You see, Dina, every woman (and man) fights for something every day. Some fight for their job, some fight for their relationship, some fight for their child and some fight to simply stay alive. Just because their fight isn’t the exact same as yours doesn’t make it any less of a fight. They may even have the same fight as you, but just different fighting style. You said, “I will walk for you. I will walk for your daughter.” To that I say, thanks, but no thanks. I didn’t ask for a warrior or a martyr or even a favor from you. And I certainly don’t need you doing anything for my daughter. If you’re going to announce to the oppressed women (your words) of the United States how much you helped them and their children’s futures, even though they did nothing productive in the process, then you certainly shouldn’t expect any thank you letters. That’s not how helping and giving and supporting works. There are thousands of women that participated in those marches that didn’t follow it up with a harsh “You’re welcome!” like you did. While you were out marching and doing what your heart called you to do, another woman was caring for her sick child. Another one was helping her kiddo with counting because he is struggling in school. And another one was grieving the loss of her mother. You were all doing very important things that day.
What’s happened with women on both sides of these issues is like a super-sized version of Mean Girls. You know the parts where Cady sees everyone transform into animals where they’re, um, acting like animals? Yeah. How about we all take our passion and channel it into our own stuff and avoid acting like animals to each other? (Although, at this point, I’m thinking some animals would be nicer to each other than U.S. Citizens have been lately.)
Maybe your “equality is an illusion”, Dina, but that’s not the case for everyone else. There are people that feel better about their lives than you do and people that feel worse about their lives than you do. And, you know what? That’s okay.

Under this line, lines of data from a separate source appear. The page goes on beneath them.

PR #261, opened 2026-08-01
L2b: one layer read, and api/core stops classifying types

milyin:
**Ledger 154 → 135.** `expand.rs` 4 → 0, `unfold.rs` 16 → 1.

Every one of those sites asked the same question by taking a spelling apart: `option_inner_type`, then `vec_inner_type`, then a `syn::Type::Reference` match, each rebuilding the peeled type as it went. That is `Optional(Sequence(Ref))` — which the model already names.

## `TypeRef::layers()`

Answers it once. **The order is fixed and each layer peels at most once** — `Optional`, then `Sequence`, then `Ref` — because that is the shape of a boundary: *an optional list of borrowed things*. Reading layers in whatever order they appear would call `Vec<Option<T>>` an optional list, which is a different type. A layer out of position stays on the core, where a caller that cares matches `kind` directly: `&[T]` reports `by_ref` with a `Sequence` core, because the borrow is outside the run.

`wrappers` carries the three spellings a fold **registers** — the whole type, the collection, the element — which is a different question from what finally crosses, and the one site that un-requires a leaf-delivered layer needs all three. `TypeRef::fallible_parts()` covers the `Result` sites.

## Not every site wanted the full peel, and a test proved it

`peel_borrow` is the model-driven `peel_ref`, kept separate **deliberately**: a site that peels only the borrow means it, because the layer underneath is what it is about to classify. `Vec<T>` answers `(false, Vec<T>)` there and `(iterable, T)` in `layers()`.

Using `layers()` at the callback-arg site turned *"this arg is a collection"* into *"this arg is a T"* — caught by `callback_arg_nonbare_skipped`, which is exactly the fixture for it. Worth flagging as the one real semantic hazard in this change.

## The blind spot the ledger cannot see

Also migrated the ident-name classifiers — the `seg.ident == "Option"` family. Nine call sites of `option_inner_type` / `vec_inner_type` / `result_err_type` in `unfold`, plus `result_ok_type` in `expand`, which had the model's reading in hand already (`f.ret` is a `TypeRef`).

Those are a **listed blind spot** of the boundary check, so leaving them would have let `api/core` keep classifying while the count claimed otherwise.

## What stays, and why

`peel_ref` stays, and so does its one ledger site: `jnigen` calls it three times, so it cannot be deleted until L4. **The plan said it had no adapter callers; that was wrong**, and the honest count for this stage is 1 rather than 0.

`api/core` is now **13**: `types_util` 10, `registry/scan` 2, `unfold` 1.

- The ten in `types_util` have between 13 and 40 adapter callers each and take no model, so only L3/L4 can free them.
- The two in `scan` inspect a key a build-script author wrote, to diagnose that spelling, and stay for good.

## Verification

- **Reported**: regen-check byte-identical on every committed artifact.
- **Explained**: nothing about what is generated moves — the classification is the same, taken from the model instead of re-derived.
- **Asserted**: no site in `unfold` or `expand` decides what a source type means.
- 527 tests, `--all-features` clean, clippy clean on both toolchains with `-D warnings`, rustdoc still at the 31 baseline.

### DIFF
--- a/prebindgen/src/api/core/expand.rs
+++ b/prebindgen/src/api/core/expand.rs
@@ -31,7 +31,7 @@ use quote::quote;
 
 use crate::api::core::{
     registry::{Registry, TypeKey},
-    types_util::{ident, option_inner_type, result_ok_type},
+    types_util::ident,
 };
 
 mod error;
@@ -197,11 +197,7 @@ pub fn apply<M>(
                 .ok_or_else(|| ExpandError::UnknownFunction(ed.func.clone()))?;
             let param_ty = find_param_type(&item_fn, &ed.param)
                 .ok_or_else(|| ExpandError::UnknownParam(ed.func.clone(), ed.param.clone()))?;
-            let inner = option_inner_type(&param_ty).unwrap_or(param_ty);
-            let bare = match &inner {
-                syn::Type::Reference(r) => (*r.elem).clone(),
-                other => other.clone(),
-            };
+            let bare = crossing_core(registry.flat(), &param_ty);
             if TypeKey::from_type(&bare) != TypeKey::from_type(declared) {
                 return Err(ExpandError::ParamTypeMismatch {
                     func: ed.func.clone(),
@@ -249,11 +245,7 @@ pub fn apply<M>(
             let receiver_key = method_receivers.get(func);
             let mut receiver_skipped = false;
             for (pname, pty) in fn_params(&item_fn) {
-                let core = option_inner_type(&pty).unwrap_or(pty);
-                let bare = match &core {
-                    syn::Type::Reference(r) => (*r.elem).clone(),
-                    other => other.clone(),
-                };
+                let bare = crossing_core(registry.flat(), &pty);
                 let bare_key = TypeKey::from_type(&bare);
                 if !receiver_skipped && receiver_key == Some(&bare_key) {
                     receiver_skipped = true;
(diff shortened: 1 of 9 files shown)


prebindgen/src/api/core/expand.rs
```diff
@@ -312,16 +304,16 @@ fn process_expand<M>(
...
-        None => (false, param_ty.clone()),
-    };
-    let (by_ref, target) = match &inner {
-        syn::Type::Reference(r) => (true, (*r.elem).clone()),
-        other => (false, other.clone()),
-    };
+    // The boundary layers: `Option<&T>` → optional + by_ref, `Option<T>` →
+    // optional, `&T` → by_ref, and `target` is what is left under them.
+    let reading = registry.flat().classify(&param_ty).ok();
+    let layers = reading.as_ref().map(|r| r.layers());
```
milyin: **[P1] Preserve `Sequence` until expansion can build an iterable plan**

`layers().core` also peels a `Sequence`, but this path historically peeled only `Option` and `&`, and `build_plan` is still given no `iterable` bit: it can emit only `Base` or `Optional(Base)`. Consequently, if `T` has a default constructor and a declared function takes `xs: Vec<T>`, the default-application loop now matches `xs` as `T`, this code builds a `FoldPlan { target: T, shape: Base }`, and the generated wrapper reconstructs one `T` and passes it to a Rust parameter expecting `Vec<T>`. The same over-peel occurs in `build_arg` for constructor parameters of type `Vec<T>`. The existing test commentary explicitly says `Iterable(Construct)` is not produced by `apply`, so these expansion sites need an Optional/Ref-only model peel (or full iterable-plan support) rather than `layers().core`.

prebindgen/src/api/core/flat/ty.rs
```diff
@@ -42,6 +42,93 @@ pub struct TypeRef {
...
+    /// make it fit a shape a caller hoped for.
+    ///
+    /// Returning the stack rather than a set of flags is what lets a caller
+    /// **decline**: a consumer that can only build `Base` and `Optional(Base)`
+    /// matches those and falls through on anything else, instead of silently
+    /// consuming a layer it cannot honour.
+    pub fn layer_stack(&self) -> (crate::api::core::shape::Shape, &TypeRef) {
+        match &self.kind {
+            TypeKind::Optional(inner) => {
+                let (rest, core) = inner.layer_stack();
```
milyin: **[P1] Stop the stack when the next layer is out of order**

This recursion contradicts the contract immediately above it. For `Vec<Option<T>>`, the `Sequence` arm recurses into the inner `Optional` and returns `Iterable(Optional(Base))` over `T`; the docs say it must return `Iterable(Base)` over `Option<T>`. This is behaviorally significant because `returns_type` compares `peel(...).core`: a `Vec<Option<T>>` return now matches a deconstructor/value-decomposition target `T`, so `wire_fixed_returns` installs a nested optional fold that the old fixed-order peel deliberately did not install (and the explicit path still rejects as unsupported). Please encode the accepted order—at most outer `Optional`, then `Sequence`, stopping on an out-of-position/repeated layer—and add the documented `Vec<Option<T>>` regression test. `layer_types()` should stop at the same core so its registration view stays aligned with the returned shape.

If you go on fighting with the intention of fighting someone else’s fight on their behalf, you’re going to lose every time. The only exception to this rule, of course, is our children, whom we fight for every day in one way or another. My daughter’s name is Romy. She’s amazing. She’s smart and emotional and funny and beautiful…and equal. The statistics you mentioned may not reflect that Romy is equal to every one else, but in our home, in our world and in the world I will help her build, she is. Never will I tell her the things that you told the women of America. She is what she says she is. I am what I say I am. We are what we say we are.
Are things perfect? Nope. Can we all help improve things? Yep. Do you have every right to go and march and stand up for what’s most important to you? Of course. But do it with focus and kindness. Use your talent with words to write letters to politicians and to lift women up. Fight for your own beliefs and for those who don’t have a voice. And sometimes, you should bask in that light I talked about…just for a minute…just to cleanse your soul…before you go back into battle.